Exercise requirements
Write out each line of the entries below that holds the word "Added".
── Entries supplied ──
PR #153, opened 2021-06-16
Stimuli Ordering

tab-cmd:
# Overview

Added stimuli ordering parameter and implemented in RSVP tasks. Various logging and typing improvements while I was in the files.

## Ticket

https://www.pivotaltracker.com/story/show/175769809

## Contributions

- `copy_phrase_wrapper`: update logging and exception handling. add stim order.
- `main_frame`: update `DecisionMaker` to use stim_order. Remove constants (unused).. consider writing a ticket to address? Use BACKSPACE_CHAR.
- `demo_stimuli_generation.py`: update imports and add a case showing the new ordering functionality.
- `bcipy/helpers/stimuli.py ` add `StimuliOrder`. Add method `alphabetize`. Implement `alphabetize` where stimuli are generated. Remove unused or abandoned generators.  update logging, typing and exception handling.
- `parameters.json`: add `stim_order`.
- Updated tasks to pull in and use the stim_order parameters in their generators.

## Test

- Added tests to `test_stimuli` and updated the copy phrase test with new parameter.
- `make test-all`
- `bcipy`: try running with random and alphabetical in both calibration and copy phrase. 

## Documentation

- Are documentation updates required? In-line, README, or [documentation](https://github.com/BciPy/bcipy.github.io)? I don't think so.. I updated inline as I noticed.

### DIFF
--- a/bcipy/helpers/stimuli.py
+++ b/bcipy/helpers/stimuli.py
@@ -1,19 +1,40 @@
 import glob
 import itertools
+import re
 import logging
 import random
 from os import path, sep
-from typing import Iterator, List, NamedTuple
───
Answer space
Added stimuli ordering parameter and implemented in RSVP tasks. Various logging and typing improvements while I was in the files.
- Added tests to `test_stimuli` and updated the copy phrase test with new parameter.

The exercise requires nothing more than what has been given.